Title: Close Your Eyes
Characters: Sam & Dean, various
Rating: PG-13 for language
Word Count: 3932
Warnings/Spoilers: Obviously, (AU) spoilers for the S10 finale.
Summary: My take on the following prompt, adjusted to work in the canon that the Veil is still intact and therefore any Heaven-bound soul would still be wandering it along with Kevin and all the rest. Original Prompt: Dean goes through with it and kills Sam, and Death puts him…not in outer space, exactly. Somewhere more like a cage. Meanwhile, Sam's up in Heaven trying to find Bobby and gather allies to break Dean out of wherever Death put him. (In other words: Silly Death. As if being dead will stop Sam Winchester from looking for his brother.)
A/N: Written for spn_summergen 's 2015 exchange, for zubeneschamali , cross-posted now that the exchange is over, and actually tweaked and proofread as I pushed the deadline to the edge due to a laptop malfunction.

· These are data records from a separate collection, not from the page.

PR #8081, opened 2025-06-10
[Nuclio] Fix spec enrichment if base_spec is not empty

rokatyy:
Jira - https://iguazio.atlassian.net/browse/ML-10206

Test doesn't work without fix. In general, it is better to use `set_function` in tests than `code_to_function` because their behaviour is different. 

The root cause is that if base_spec is not empty, then we do not get a basic config - https://github.com/nuclio/nuclio-jupyter/blob/21b122bf97b86e1926fd0a74b951f377da42f8bb/nuclio/config.py#L37-L54 and as a result, we fail on not having labels key here https://github.com/nuclio/nuclio-jupyter/blob/21b122bf97b86e1926fd0a74b951f377da42f8bb/nuclio/config.py#L391.

tested on a system:
image
image

### DIFF
--- a/server/py/services/api/crud/runtimes/nuclio/function.py
+++ b/server/py/services/api/crud/runtimes/nuclio/function.py
@@ -340,7 +340,7 @@ def _compile_function_config(
             if not mlrun.utils.get_in(config, key):
                 mlrun.utils.update_in(config, key, {})
 
-        if not mlrun.utils.get_in(config,     "spec.handler"):
+        if not mlrun.utils.get_in(config, "spec.handler"):
             # if handler was not set, we set it to the default value
             mlrun.utils.update_in(config, "spec.handler", handler or "main:handler")
         config = nuclio.config.extend_config(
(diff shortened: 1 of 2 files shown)


server/py/services/api/crud/runtimes/nuclio/function.py
```diff
@@ -331,12 +331,21 @@ def _compile_function_config(
...
             config = nuclio.config.new_config()
-            mlrun.utils.update_in(config, "spec.handler", handler or "main:handler")
 
+        # if base_spec comes from client side, make sure that labels and annotations exists in dictionary
+        for key in [
+            "metadata.labels",
+            "metadata.annotations",
+        ]:
+            if not mlrun.utils.get_in(config, key):
+                mlrun.utils.update_in(config, key, {})
```
TomerShor: what about handling it in `_set_function_metadata` and calling it above the if statement (line 321)?

TomerShor (approved):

People say he doesn't remember, and that that's a good thing. He doesn't know why people say that; just because he's little doesn't mean he's stupid, and anyhow your house pretty much blowing up in fire and smoke isn't something you just forget, okay. Especially when it takes your mommy with it.

He does remember.

He remembers the smell of smoke and burning cloth and something else, something horrible, like rotten eggs. Remembers the heat, walls and floor and metal scorching his bare feet and hands when he feels for the doorknob carefully like he's been taught at preschool during fire drills. Remembers a bundle of sobbing baby brother being suddenly shoved into his arms – and then he's running, running for the front door and across the yard, not stopping even when he steps on a great big bug that crunches under his foot and a stick that scratches and then he's stopped, looking back up at Sammy's nursery window, and there's fire everywhere.

He remembers looking back down, seeing flames reflecting in Sammy's frightened eyes, tears running down his scrunched-up little face.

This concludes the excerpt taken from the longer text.